═══ Supplied material
PR #717, opened 2017-10-05
Disable tests on Appveyor until we can fix the build

samcv:
If it stalls during testing, we get no feedback on when the build itself
has broken.

### DIFF
--- a/.appveyor.yml
+++ b/.appveyor.yml
@@ -31,6 +31,6 @@ branches:
     - master
 
 
-test_script:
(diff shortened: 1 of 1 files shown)


AlexDaniel:
Hold on, but https://github.com/MoarVM/MoarVM/issues/718 ? It does not seem to stall there.

AlexDaniel:
> samcv (IRC): because of that we didn't notice the build actually breaking with the recent JIT merge
> AlexDaniel: samcv: oooh, I understand your point now

So the status will be showing if it's possible to compile Moar on not. OK then.

PR #731, opened 2017-10-24
Fix seekability detection on MacOS

zoffixznet:
This fixes [the bug](https://rt.perl.org/Ticket/Display.html?id=132349) it was meant to fix, but needs a spectest/stresstest on MacOS done and seeing if it introduces any significant performance degradation on MacOS. Also, I'm out of my depth here and poorly know what I'm doing.

-----

POSIX does not define which devices must support lseek() and on
MacOS it returns some non-zero value that isn't -1 indicating failure
when lseek()ing TTY STDIN. This results in such handles marked
as seekable and in turn causes issues, such as mvm_eof() trying
to figure out whether we've reached EOF and falsely returning True
even when we didn't because the statbuf.st_size is zero.

After discussion[^1] and some research, the solution in this patch
is what I came up with and that actually works. We try to seek
a handle with lseek and on MacOS, if it doesn't error out, then
try to see if the file is a regular file, which is guaranteed to
be seekable.

Does this work? It passes the rakudo test[^1] to cover the bug,
but so far I'm having trouble completing spectest on the macos VM
I got (maybe something with VM I dunno).

Is this sane? I've no idea. I'm a n00b at this.

[1] (Notes section) http://man7.org/linux/man-pages/man2/lseek.2.html
[2] https://irclog.perlgeek.de/perl6-dev/2017-10-23#i_15341511
[3] https://github.com/perl6/roast/commit/27833272b4

### DIFF
--- a/build/Makefile.in
+++ b/build/Makefile.in
@@ -55,7 +55,8 @@ PLATFORM_WIN32 = src/platform/win32/mmap@obj@ \
                  src/platform/win32/io@obj@
 
 PLATFORM_POSIX = src/platform/posix/mmap@obj@ \
-                 src/platform/posix/time@obj@
+                 src/platform/posix/time@obj@ \
+                 src/platform/posix/io@obj@
 
 DASM_FLAGS   = @dasm_flags@
 JIT_ARCH_X64 = src/jit/x64/emit@obj@ src/jit/x64/arch@obj@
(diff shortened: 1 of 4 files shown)


geekosaur:
fwiw a more robust check is probably to `isatty()` it on open and mark it non-seekable if true.

zoffixznet:
> fwiw a more robust check is probably to isatty() it on open and mark it non-seekable if true.

Thanks. Made that change now. If I remove the MacOS detection and stresstest on Linux with the patch, I see no noticable perf impact. Don't have access to a MacOS ATM so if someone could test this out that'd be great (just see if `perl6 -e '$*IN.getc.say'` waits to read a char and prints it instead of printing `Nil` right away)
══════
• _Exercise directions_
The response should be an exact copy of every line above.

• _Exercise answer_
PR #717, opened 2017-10-05
Disable tests on Appveyor until we can fix the build

samcv:
If it stalls during testing, we get no feedback on when the build itself
has broken.

### DIFF
--- a/.appveyor.yml
+++ b/.appveyor.yml
@@ -31,6 +31,6 @@ branches:
     - master
 
 
-test_script:
(diff shortened: 1 of 1 files shown)


AlexDaniel:
Hold on, but https://github.com/MoarVM/MoarVM/issues/718 ? It does not seem to stall there.

AlexDaniel:
> samcv (IRC): because of that we didn't notice the build actually breaking with the recent JIT merge
> AlexDaniel: samcv: oooh, I understand your point now

So the status will be showing if it's possible to compile Moar on not. OK then.

PR #731, opened 2017-10-24
Fix seekability detection on MacOS

zoffixznet:
This fixes [the bug](https://rt.perl.org/Ticket/Display.html?id=132349) it was meant to fix, but needs a spectest/stresstest on MacOS done and seeing if it introduces any significant performance degradation on MacOS. Also, I'm out of my depth here and poorly know what I'm doing.

-----

POSIX does not define which devices must support lseek() and on
MacOS it returns some non-zero value that isn't -1 indicating failure
when lseek()ing TTY STDIN. This results in such handles marked
as seekable and in turn causes issues, such as mvm_eof() trying
to figure out whether we've reached EOF and falsely returning True
even when we didn't because the statbuf.st_size is zero.

After discussion[^1] and some research, the solution in this patch
is what I came up with and that actually works. We try to seek
a handle with lseek and on MacOS, if it doesn't error out, then
try to see if the file is a regular file, which is guaranteed to
be seekable.

Does this work? It passes the rakudo test[^1] to cover the bug,
but so far I'm having trouble completing spectest on the macos VM
I got (maybe something with VM I dunno).

Is this sane? I've no idea. I'm a n00b at this.

[1] (Notes section) http://man7.org/linux/man-pages/man2/lseek.2.html
[2] https://irclog.perlgeek.de/perl6-dev/2017-10-23#i_15341511
[3] https://github.com/perl6/roast/commit/27833272b4

### DIFF
--- a/build/Makefile.in
+++ b/build/Makefile.in
@@ -55,7 +55,8 @@ PLATFORM_WIN32 = src/platform/win32/mmap@obj@ \
                  src/platform/win32/io@obj@
 
 PLATFORM_POSIX = src/platform/posix/mmap@obj@ \
-                 src/platform/posix/time@obj@
+                 src/platform/posix/time@obj@ \
+                 src/platform/posix/io@obj@
 
 DASM_FLAGS   = @dasm_flags@
 JIT_ARCH_X64 = src/jit/x64/emit@obj@ src/jit/x64/arch@obj@
(diff shortened: 1 of 4 files shown)


geekosaur:
fwiw a more robust check is probably to `isatty()` it on open and mark it non-seekable if true.

zoffixznet:
> fwiw a more robust check is probably to isatty() it on open and mark it non-seekable if true.

Thanks. Made that change now. If I remove the MacOS detection and stresstest on Linux with the patch, I see no noticable perf impact. Don't have access to a MacOS ATM so if someone could test this out that'd be great (just see if `perl6 -e '$*IN.getc.say'` waits to read a char and prints it instead of printing `Nil` right away)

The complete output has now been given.